本文给大家带来的教程是将YOLOv8的backbone替换为Swin-Transformer结构来提取特征。文章在介绍主要的原理后，将手把手教学如何进行模块的代码添加和修改，并将修改后的完整代码放在文章的最后，方便大家一键运行，小白也可轻松上手实践。以帮助您更好地学习深度学习目标检测YOLO系列的挑战。

专栏地址：YOLOv8改进——更新各种有效涨点方法——点击即可跳转

1.原理

2. 将Swin-Transformer添加到yolov8网络中

2.1 Swin-Transformer代码实现

2.2 Swin-Transformer的神经网络模块代码解析

2.3 更改init.py文件

2.4 添加yaml文件

2.5 注册模块

2.6 执行程序

3. 完整代码分享

4. GFLOPs

5. 进阶

6. 总结

1.原理

论文地址：Swin-Transformer点击即可跳转

官方代码：Swin-Transformer官方代码仓库点击即可跳转

Swin-Transformer是MRA的作品，而MRA撑起了深度学习的半边天。

Swin-Transformer是2021年微软研究院发表在ICCV上的一篇文章，并且已经获得ICCV 2021 best paper 的荣誉称号。Swin Transformer网络是Transformer模型在视觉领域的又一次碰撞。该论文一经发表就已在多项视觉任务中霸榜。

Swin Transformer使用了类似卷积神经网络中的层次化构建方法（Hierarchical feature maps），比如特征图尺寸中有对图像下采样4倍的，8倍的以及16倍的，这样的backbone有助于在此基础上构建目标检测，实例分割等任务。而在之前的Vision Transformer中是一开始就直接下采样16倍，后面的特征图也是维持这个下采样率不变。

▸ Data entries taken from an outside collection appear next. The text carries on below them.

PR #39648, opened 2021-11-17
[9.x] Fix \Illuminate\Support\Facades\App::storagePath() method ignores $path argument

afilippov1985:
\Illuminate\Support\Facades\App::storagePath() method ignores $path argument

This fix makes App::storagePath() method and storage_path helper return same result when $path is passed

### DIFF
--- a/src/Illuminate/Foundation/Application.php
+++ b/src/Illuminate/Foundation/Application.php
@@ -454,11 +454,13 @@ class Application extends Container implements ApplicationContract, CachesConfig
     /**
      * Get the path to the storage directory.
      *
+     * @param  string  $path
      * @return string
      */
-    public function storagePath()
+    public function storagePath($path = '')
     {
-        return $this->storagePath ?: $this->basePath.DIRECTORY_SEPARATOR.'storage';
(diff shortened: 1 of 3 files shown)


taylorotwell:
We're not able to add this argument on a patch release in case people are extending this method.

src/Illuminate/Foundation/Application.php
```diff
@@ -454,11 +454,13 @@ public function publicPath()
     /**
      * Get the path to the storage directory.
      *
+     * @param  string  $path
      * @return string
      */
-    public function storagePath()
+    public function storagePath($path = '')
```
nunomaduro, line 460: If we do this change, the interface implemented "the contract" by this class needs to be changed too. And it's a breaking change, that needs to be documented.

nunomaduro (changes requested):

src/Illuminate/Foundation/Application.php
GrahamCampbell: We can wait till 9.x to change the contract tbh?

nunomaduro: This is targeting already `master` @GrahamCampbell .

PR #39935, opened 2021-12-08
[8.x] Replace escaped dot with place holder in dependent rules parameters

glamax13:
Hi,
While using the validation tool i stumbled upon an issue with the "required_without" rule.
My use case was somewhat unusual but i needed to check that a field was required if a key was present in an array.
The catch is that the key had a dot in it and i couldn't escape it.

Example:
data: `["country" => ["country_code" => "FR"], "city" => ["iata.alternate_name" => "ORY"]]`
rules: `['country.country_code' => ['required_without:city.iata\.alternate_name', 'size:2'], 
'city.iata\.alternate_name' => ['required_without:country.country_code', 'size:3'],];`

Issue:
The rule wouldn't passe because the dot was interpreted as a nested array.

Solution:
I replaced the dot with the dot placeholder for dependent rules.


taylorotwell:

PR #39936, opened 2021-12-08
[8.x] Add default message to password rule

ricklambrechts:
Currently it is not ease to override all the error messages of the password rule at once.

With this change it is possible to add a defaultMessage that will override other messages.
You can use it by using:
```
Password::min(8)->withDefaultMessage('This is the default message.')
```


taylorotwell:
This is more customizable in the upcoming Laravel 9 release.

PR #39937, opened 2021-12-08
[8.x] Fix php 8.1 deprecation in ValidatesAttributes::checkDateTimeOrder

bastien-phi:
Calling `DateTime::createFromFormat($format, null)` is deprecated with PHP 8.1

Validating 
```php
Validator::make(
    ['start' => '31/12/2012', 'ends' => null],
    ['start' => 'date_format:d/m/Y|before:ends', 'ends' => 'date_format:d/m/Y|after:start']
)
```

triggers this deprecation in `ValidatesAttributes::getDateTimeWithOptionalFormat`.


bastien-phi:
Thanks !

PR #39938, opened 2021-12-08
[8.x] Fixes reporting deprecations when logger is not ready yet

nunomaduro:
This pull request addresses [#286](https://github.com/laravel/sail/issues/286), and [laracasts.com/discuss/channels/laravel/logmanager-not-found](https://laracasts.com/discuss/channels/laravel/logmanager-not-found), by not trying to log deprecations if the deprecation itself comes while composer is trying to load the `LogManager` class.

It's unclear, at this time, where the deprecation comes from, but we suspect that it's from one of the `LogManager` class dependencies at one **specific version** that is allowed by our **composer.json** file.

### DIFF
--- a/src/Illuminate/Foundation/Bootstrap/HandleExceptions.php
+++ b/src/Illuminate/Foundation/Bootstrap/HandleExceptions.php
@@ -86,6 +86,10 @@ class HandleExceptions
      */
     public function handleDeprecation($message, $file, $line)
     {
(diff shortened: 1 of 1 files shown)


Levivb:
Unfortunately the issue isn't really fixed.
It seems to be related to a bug in php's opcache: https://github.com/php/php-src/issues/8164

Will leave a comment there tomorrow

PR #39940, opened 2021-12-08
Introduction of factory property on eloquent models?

rschoonheim:
Hello Artisans,

I use the Eloquent model factories on a daily basis. They really improve my ability to generate fake / mock data while testing. The only downside is I have to stick with the default namespacing or implement `newFactory()` on my Eloquent model. 

```php
/**
* Create a new factory instance for the model.
*
* @return \Illuminate\Database\Eloquent\Factories\Factory
*/
protected static function newFactory()
{
  return $instanceofFactory;
}
``` 

### **Suggested change**

I would love to have a property available where I can define the namespacing of my custom factory. This PR implements such property. What do you people think?

**Example**

```php
<?php

use SomeNamespace\MyCustomUserFactory;

class User extends Eloquent
{
    use HasFactory;

    public static $factory = MyCustomUserFactory::class;
}
```

Feedback please!


taylorotwell:

PR #39944, opened 2021-12-08
[8.0] Making `throw()` callback function argument explicit.

joelharkes:
Made the callback function more explicit, by adding the parameter to the method.

This is probably breaking change for anyone overriding the `Response::throw` method, so you would probably only want to merge this in master?

Other suggestions:
* throw function let it also accept a class name of an exception eg: `->throw(MyExceptionClassWithResponseAsSingleParamterInConstructor::class)`
* toException() can return `null` => which is very weird as in this function it excepts to always return an exception. If user override the Response class and make it return null, this `throw()` method would crash because it would `throw null;` => thus i would suggest it not allow to return null, ever.

I would like to hear feedback on these ideas
I can make these changes if wanted.

### DIFF
--- a/src/Illuminate/Http/Client/Response.php
+++ b/src/Illuminate/Http/Client/Response.php
@@ -267,10 +267,8 @@ class Response implements ArrayAccess
      *
      * @throws \Illuminate\Http\Client\RequestException
      */
-    public function throw()
+    public function throw($callback = null)
     {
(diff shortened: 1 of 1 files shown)


taylorotwell:
I believe we did it this way for now in order to make it backwards compatible. However, you could send this change to `master` branch.

PR #39945, opened 2021-12-08
[8.x] Adds datetime parsing to `Request` instance

DarkGhostHunter:
## What?

Allows to conveniently retrieve an input from the Request as a `Carbon` object (or `DateTimeInterface`). It uses the `Date` facade behind the scenes.

```php
public function post(Requets $request)
{
    // ...

    $post->publish_at = $request->date('publish_at')->addHour()->startOfHour();

    $post->save();

    return back();
}
```

## Why?

Because you can quickly get a lot of Carbon or Date calls to parse the date from the request, specially from different keys.

```php
// Before
if ($date = $request->input('when')) {
    $date = Carbon::parse($datetime);
}

// After
$date = $request->date('when');
```

It supports for custom formats (otherwise it will try to parse it).

```php
$timestamp = $request->date('when', 'U');
```

And also supports timezoning.

```php
$timestamp = $request->date('when', 'U', 'America/Santiago');
```

Since the input can be null, it's easier to create defaults:

```php
$now = $request->date('when', 'U') ?? now();
```

# BC?

No, only additive.

### DIFF
--- a/src/Illuminate/Http/Concerns/InteractsWithInput.php
+++ b/src/Illuminate/Http/Concerns/InteractsWithInput.php
@@ -9,6 +9,8 @@ use SplFileInfo;
 use stdClass;
 use Symfony\Component\VarDumper\VarDumper;
 
+use function is_null;
+
 trait InteractsWithInput
 {
     /**
@@ -314,11 +316,12 @@ trait InteractsWithInput
      * @param  string  $key
      * @param  string|null  $format
      * @param  string|null  $tz
+     * @param  \Closure|string|null  $default
      * @return \DateTimeInterface|\Illuminate\Support\Carbon|null
      */
-    public function datetime($key, $format = null, $tz = null)
+    public function datetime($key, $format = null, $tz = null, $default = null)
     {
-        $date = $this->input($key);
+        $date = $this->input($key) ?? value($default, $this);
 
         if (is_null($date)) {
             return null;
--- a/src/Illuminate/Http/Concerns/InteractsWithInput.php
+++ b/src/Illuminate/Http/Concerns/InteractsWithInput.php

在Swin Transformer中使用了Windows Multi-Head Self-Attention(W-MSA)的概念，比如在下图的4倍下采样和8倍下采样中，将特征图划分成了多个不相交的区域（Window），并且Multi-Head Self-Attention只在每个窗口（Window）内进行。相对于Vision Transformer中直接对整个特征图进行Multi-Head Self-Attention，这样做的目的是能够减少计算量的，尤其是在浅层特征图很大的时候。这样做虽然减少了计算量但也会隔绝不同窗口之间的信息传递，所以在论文中作者又提出了 Shifted Windows Multi-Head Self-Attention(SW-MSA)的概念，通过此方法能够让信息在相邻的窗口中进行传递。

因此，Swin-Transformer在计算效率上相对于传统的 Transformer 架构具有优势。Swin Transformer 是一种高效且性能优越的深度学习模型，适用于图像分类、目标检测等视觉任务，并且在处理大规模图像数据时表现出色。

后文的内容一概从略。